“As the pace of technological change increases, many jobs will require constant adaptation creating less distinction between learning and work.” (O’ Discroll, 1999). This is especially true for today’s workforce if you ask me. In many workforce arenas, people are becoming more and more accustomed to learning in an increasingly dynamic environment using tools such as social media, mobile devices, and other readily accessible technologies to access and update a collective body of knowledge with their peers. Some may even call this a “Just In Time” approach to knowledge acquisition and training. These traits suggest what e-learning and education professionals, and instructional designers have been noticing for quite some time and that is the notion of a collaborative, learner centered approach to training.

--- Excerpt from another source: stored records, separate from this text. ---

PR #21, opened 2019-07-02
Compile with no implicit returns.

rictic:
I'm prototyping using this module as a plugin in https://github.com/bazelbuild/rules_typescript

As part of pulling it into google's internal repo for the prototyping, it has to compile with google's internal tsconfig, which includes noImplicitReturns. I'm not sure that it's an improvement in legibility, so if you don't want to merge this that's fine, we can use a patch set on top.

### DIFF
--- a/src/analyze/document-analyzer/html/definition/definition-for-html-attr.ts
+++ b/src/analyze/document-analyzer/html/definition/definition-for-html-attr.ts
@@ -20,4 +20,5 @@ export function definitionForHtmlAttr(htmlAttr: HtmlNodeAttr, { htmlStore, docum
 			target: target.declaration
 		};
 	}
+	return;
 }
--- a/src/analyze/document-analyzer/html/diagnostic/validate-html-node-attr-assignment.ts
+++ b/src/analyze/document-analyzer/html/diagnostic/validate-html-node-attr-assignment.ts
@@ -145,6 +145,7 @@ function validateHtmlAttrAssignmentRules(htmlAttr: HtmlNodeAttr, typeB: SimpleTy
 			}
 			break;
 	}
+	return;
 }
 
 function validateHtmlAttrSlotAssignment(htmlAttr: HtmlNodeAttr, { document, htmlStore, config, program }: LitAnalyzerRequest): LitHtmlDiagnostic[] | undefined {
@@ -239,6 +240,7 @@ function validateHtmlAttrAssignmentTypes(htmlAttr: HtmlNodeAttr, { typeA, typeB 
 			}
 		];
 	}
+	return;
 }
 
 function validateStringifiedAssignment(
@@ -389,6 +391,7 @@ function validateStringifiedAssignment(
 			];
 		}
 	}
+	return;
 }
 
 function validateHtmlAttrDirectiveAssignment(htmlAttr: HtmlNodeAttr, { typeA, typeB }: { typeA: SimpleType; typeB: SimpleType }, request: LitAnalyzerRequest): LitHtmlDiagnostic[] | undefined {
--- a/src/analyze/document-analyzer/html/diagnostic/validate-html-node-attr.ts
+++ b/src/analyze/document-analyzer/html/diagnostic/validate-html-node-attr.ts
@@ -121,4 +121,5 @@ function findSuggestedTarget(name: string, ...tests: Iterable<HtmlAttrTarget>[])
 			return match;
 		}
 	}
+	return;
 }
--- a/src/analyze/document-analyzer/html/lit-html-document-analyzer.ts
+++ b/src/analyze/document-analyzer/html/lit-html-document-analyzer.ts
@@ -76,6 +76,7 @@ export class LitHtmlDocumentAnalyzer {
 		} else if (isHTMLAttr(hit)) {
 			return definitionForHtmlAttr(hit, request);
 		}
+		return;
 	}
 
 	getRenameInfoAtOffset(document: HtmlDocument, offset: number, request: LitAnalyzerRequest): LitRenameInfo | undefined {
@@ -92,6 +93,7 @@ export class LitHtmlDocumentAnalyzer {
 				target: hit
 			};
 		}
+		return;
 	}
 
 	getRenameLocationsAtOffset(document: HtmlDocument, offset: number, request: LitAnalyzerRequest): LitRenameLocation[] {
@@ -109,6 +111,7 @@ export class LitHtmlDocumentAnalyzer {
 		if (isHTMLAttr(hit)) {
 			return quickInfoForHtmlAttr(hit, request);
 		}
+		return;
 	}
 
 	getOutliningSpans(document: HtmlDocument): LitOutliningSpan[] {
--- a/src/analyze/lit-analyzer.ts
+++ b/src/analyze/lit-analyzer.ts
@@ -64,6 +64,7 @@ export class LitAnalyzer {
 		} else if (document instanceof HtmlDocument) {
 			return this.litHtmlDocumentAnalyzer.getDefinitionAtOffset(document, offset, request);
 		}
+		return;
 	}
 
 	getQuickInfoAtPosition(file: SourceFile, position: number): LitQuickInfo | undefined {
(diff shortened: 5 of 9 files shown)


runem:
That sounds like an interesting project! Out of curiosity, what exactly are you prototyping? And is there any way I can help you? 😊 

In generally I like stricter type checking better, so I'm fine with "noImplicitReturns". Thanks for contributing 🎉

A side note to be aware of: During this month I plan on changing the structure of this repository a bit. I have been working on separating "typescript plugin" specific code from the analyzing logic on this branch: https://github.com/runem/ts-lit-plugin/tree/lit-analyzer. In addition, perhaps I will turn this repo into a mono-repo with 3 projects: lit-analyzer, ts-lit-plugin and vscode-lit-plugin (just a heads up).

rictic:
> That sounds like an interesting project! Out of curiosity, what exactly are you prototyping? And is there any way I can help you? 😊

Yeah! So, I'm prototyping what it would look like to get your lit-plugin running as part of the dev experience for google's devs. There's two parts of this, running checks as part of the build system, and loading the plugin into the TypeScript compiler for editors. So far I've got something working for both scenarios, but I suspect that I'm doing some reinvention of the wheel.

For bazel, I'm implementing the wrap method of (https://github.com/bazelbuild/rules_typescript/blob/master/internal/tsc_wrapped/plugin_api.ts) and overriding getSemanticDiagnostics to return the original program's diagnostics plus the results from litAnalyzer.getDiagnosticsInFile(file).

For hooking into tsserver for non-vscode editors, I wrote a small patch to the internal version tsserver.js (like I said, hacky prototyping! nothing that would actually land) to wrap its createProgram result. Now I'm trying to use the plugins array in tsconfig instead.

So, I'm doing a bit of stumbling around, hooking things together, but I feel like I'm missing important parts of the picture!

So, far I've got two questions I'm still trying to figure out:

1. Is there code to convert a LitDiagnostic to a TypeScript Diagnostic? It seems like there must be, but I can't find it! Wasn't too hard to write my own, but better to reuse code of course.

2. From what I've been able to work out, when you put a plugin into a tsconfig file, it results in tsserver resolving the plugin module name, which should resolve to a commonjs module with a default export that's a PluginModuleFactory (https://github.com/microsoft/TypeScript/blob/4ae091fa9ef3c4043530908d03525aca108fdd54/src/server/project.ts#L100). Is that right? If so, does ts-lit-plugin implement that API anywhere? My understanding is that it does, but I haven't figured out where.

So far I've been super impressed with what I've seen of this code. It implements so many awesome features! And thanks for offering to help!

rictic:
Hm, I think the issue common to both my questions is that master of this repo seems to be for the package lit-analyzer? When I install ts-lit-plugin from npm I see code more along the lines of what I expect.

runem:
That sounds really exciting!

I'm so sorry for the confusion. Yes, the master branch and the published code are out of sync right now.

2 months ago, I started a big refactoring. Midway into this refactor, I chose to clean up/document/add tests to "web-component-analyzer" and "ts-simple-type" before continuing. Therefore, at the moment, many things are out of sync in this repo (as well as vscode-lit-plugin).

1. [This file](https://github.com/runem/vscode-lit-plugin/blob/lit-analyzer/packages/ts-lit-plugin/src/ts-lit-plugin/translate/translate-diagnostics.ts) has code for converting between LitDiagnostic and TypeScript diagnostic. However it sounds like you need an instance of [this class (TsLitPlugin)](https://github.com/runem/vscode-lit-plugin/blob/lit-analyzer/packages/ts-lit-plugin/src/ts-lit-plugin/ts-lit-plugin.ts) which abstracts away the conversion. If you need that class please be aware that as of now I don't publish TS declarations for ts-lit-plugin (and no barrel export), but I will make sure to do that in the future. Right now you can find it in `node_modules/ts-lit-plugin/lib/ts-lit-plugin/ts-lit-plugin.js` if using version 1.0.6.

2. [This file](https://github.com/runem/vscode-lit-plugin/blob/lit-analyzer/packages/ts-lit-plugin/src/index.ts) exports the PluginModuleFactory that you are looking for (node_modules/ts-lit-plugin/lib/index.js)

As you can see the current state of the repo is a bit messy, with a lot of work being done one other branches. This is mainly because the refactoring took longer time than expected, but I will get to clean up/adding tests to this repo very soon. I'm on vacation next week, but the week after, I will make it my first priority to clean up this library. I'll keep you updated 👍 

Until now, I haven't been focusing on a public API for using this library, but after the refactoring I will write up a clear guide on how to use the public API.

Please feel free to write me if you have more questions or if you are experiencing problems. I will gladly help you as much as possible 😊

rictic:
Thanks for the write up!

I grabbed the versions off of npm and was able to make rapid forward progress. I ran it across all the code using lit in google3 and found it to be super fast, gave helpful errors, and was easy to extend. Just super, super awesome.

My plan (if things go as hoped) would be to hook it into the build system. We'd use it in a single configuration for all projects that depend on lit-html or lit-element, and any failures would be considered build errors, requiring that they be fixed.

In general, it was quick and easy to fix the vast majority of errors, and for the rest I'll be sending PRs that add additional options for our use case. Here's some really rough notes I've been taking as I went through the errors:

 * disallowing unknown attributes is probably too strict. would be super useful though…
 * love the idea of the missing import check. however… due to the need to support different ways of importing some code (e.g. goog.module), we have some important code that re-exports elements declared in other files. for the moment, gonna skipMissingImports
 *  CSS parse failures everywhere, seems like the vscode css parser is stricter than we'd like, and people will also compose css tags out of other css. i.e.

```javascript
const size = css`10px`;
const style = css`
  :host {
    ${size}
  }`;
```
* I'm gonna look into adding a `skipCssParserErrors` option
* An interesting issue, for code like: `<button @tap=${handler}">` (note the trailing `"`)
  *  It declares an error as though the type of handler was the empty string literal. This code is wrong (or at least, it's not great), but the error message is a bit confusing. This came up more than once, surprisingly! So apparently it's a typo people make sometimes
* Type checking our security code. Tricky!
    * Internally we use a bit of code that combines https://github.com/Polymer/lit-html/pull/750 and the closure library's safe types, (e.g. https://google.github.io/closure-library/api/goog.html.SafeHtml.html).   
    * I'm working on open sourcing this stuff, but our open source solution might instead be to use https://github.com/WICG/trusted-types which side steps a lot of issues from using closure libraries.
    * In practice what both options mean is that the type of some built in attributes and properties have changed. For example, an iframe's src isn't string, but TrustedResourceUrl.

It allows the worker to perform a task while being guided by an expert peer or mentor and at the same time contributing to the knowledge base.
Of course, this information between peers is managed, facilitated, and often validated by someone who retains the knowledge right? What if that key person was gone tomorrow? Artificial intelligence driven performance support systems are able to excel in two areas.

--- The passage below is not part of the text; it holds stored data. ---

PR #24, opened 2019-07-08
Add a config option dontSuggestConfigChanges

rictic:
This one's pretty obscure for most people, so I'm not sure it's even worth documenting in the README. It's useful in our case because in the internal build system at google we want to use a single canonical configuration for the plugin, in order for things to be simpler and more consistent.

As a result, it'd be nice if we could configure the plugin to not suggest making configuration changes, because changes in configuration would be rare and global, so not a reasonable response to any single error.

Also made a handful of minor changes to message wording (to use consistent quote marks, that sort of thing).


runem:
I completely understand the need for this option. I also think, like you, that it's not worth documenting in the README.

PR #26, opened 2019-07-10
Run npm run prettier:write

abdonrd:
Run `npm run prettier:write`


runem:
Thanks for your contribution :tada: Prettier is setup to run for each commit, so I find it strange that some files are not formatted correctly. I'll have to look into this :-)

PR #27, opened 2019-07-11
Support both the parse5@5.0 and the @4.0 location info APIs

rictic:
If supporting both is a maintenance burden, we can solve this
downstream, but so far it seems pretty simple.


runem:
I think it's completely fine to support both 4 & 5 major versions of parse5 👍 Thanks for your contribution!

PR #37, opened 2019-08-11
Add the ability to emit index entries.

rictic:
I'm prototyping a Kythe TypeScript indexer plugin and things are fitting together pretty well! This same method should also be useful for generating the language server index format.

This starts by adding a method on the analyzer that will yield all of the information that the analyzer has determined about a file. I started with element and attribute references as they seem like the most valuable. What else could we emit here?


runem:
That sounds really exciting!

I'm not 100% sure how much Kythe covers, but off the top of my head I can't think of much else to include :-) 

Maybe it would be interesting to see which custom elements are available in a given file? I already analyze this for the `no-missing-import` rule.

justinfagnani:
@rictic do you still want to move this one forward? If you rebase I'll review!

PR #39, opened 2019-08-11
Implement a bazel plugin

rictic:
This implements a bazel diagnostic plugin, for integrating ts-lit-plugin checks into the bazel ts_library implementation.

Once this is released I'll start work on open sourcing the bazel side of this integration. The goal would be that that a bazel user could switch on the ts-lit-plugin simply by setting a parameter (like `use_lit_plugin = True`) on their ts_library rule.


runem:
That sounds really exciting, thanks for the contribution! :tada:

runem:
Version `1.1.8`, which includes the Bazel plugin, has just been released :+1:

1) Assisting the user in performing their job while instructing them at the same time thus making the user more proficient.
2) Using the varying knowledge, skills, and experience levels of all individuals who use the system to update its own knowledge base with lessons learned (new information). These lessons learned result in the enhancement and tailoring of the learning experience for each individual.

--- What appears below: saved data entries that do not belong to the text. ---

PR #47, opened 2019-08-18
wip: rules modularised

### LINKED ISSUE #46: Organising rules into individual modules
As part of giving this analyzer a go, i've been reading through the sources and what not.

One thing you could do IMO to tidy things up a lot and make the code base much easier to follow is introduce rules as their own concepts/modules.

What I mean is:

* Move all "rules" into their own file as functions which follow a new `RuleModule` type and are used like factories to create a `RuleVisitor` or some such thing
* Move all "reports" to the analyzer context
* Refactor the "analyzers" (e.g. `LitHtmlDocumentAnalyzer`) to instead load an array of rules and visit each node via them

I've already done most of this in a branch to see what would happen. So if you agree its a fair idea, ill push a PR up at some point when i get it all out of my head.

43081j:
Resolves #46.

Basically moved all rules into individual files, stripped down all the document analysis so it just uses "visitors" rather than caring which ones, and shuffled a bunch of things here and there.

## WIP

So this is the kinda idea i had, i described it already in #46 but do take a look at the code just to see if its something you'd be interested in seeing me finish.

Its just something that would help keep the codebase clean IMO especially as it grows.

@rictic if you have any thoughts too LMK as this is mostly based on what i learnt from work i did on the polymer analyzer with you


43081j:
_it builds!_

which is either impressive or worrying.. 🙈

runem:
Like mentioned [here](https://github.com/runem/lit-analyzer/pull/50) 1.2.0 has all the functionality discussed here. Therefore I'm closing this PR now. Please open another PR/issue if you still think there are some things we could improve on :+1:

Let’s say you are a skilled worker in a factory and you experience a problem with the machinery you are running. You work evenings so there are less people for you to run to for advice or resolve. Furthermore, if you stop the machine to reference a manual, you may create a period of downtime that affects the entire company’s profits for that week.
Lucky for you, you have access to a Discovery Machine “Coach” to help you through your problem. You launch the system either by clicking on a screen near you or simply speaking just as you would into your smart phone. The AI system recognizes the problem you spoke about and takes you through a series of analytical steps to resolve the problem. In the process, you may even tell the coach that there is something atypical about the situation. Through a series of questions and answers, the coach can resolve this and add this lesson learned to its knowledge base for the next person that launches the coach. Sounds pretty cool right? The coach could even print out some reference material for you to review describing how it resolved the problem and let you know that you can pick it up in the break room from the printer when it is convenient.
Discovery Machine Inc. has built a few of these tools in recent years with continuous improvements as a result of extensive research and quality driven partners and clients. These systems use proven instructional design delivery methodologies based on work by cognitive scientists and instructional designers in conjunction with the an expandable knowledge base. This knowledge base, includes growing ontologies and functional models of structured knowledge (representations of structured knowledge captured from the client and built into executable software). These functional models use artificial intelligence techniques to reference the ontologies to process information, gain understanding, and respond intelligently to the user just as a human would.
If you were to have something like this at your company, how could it help you?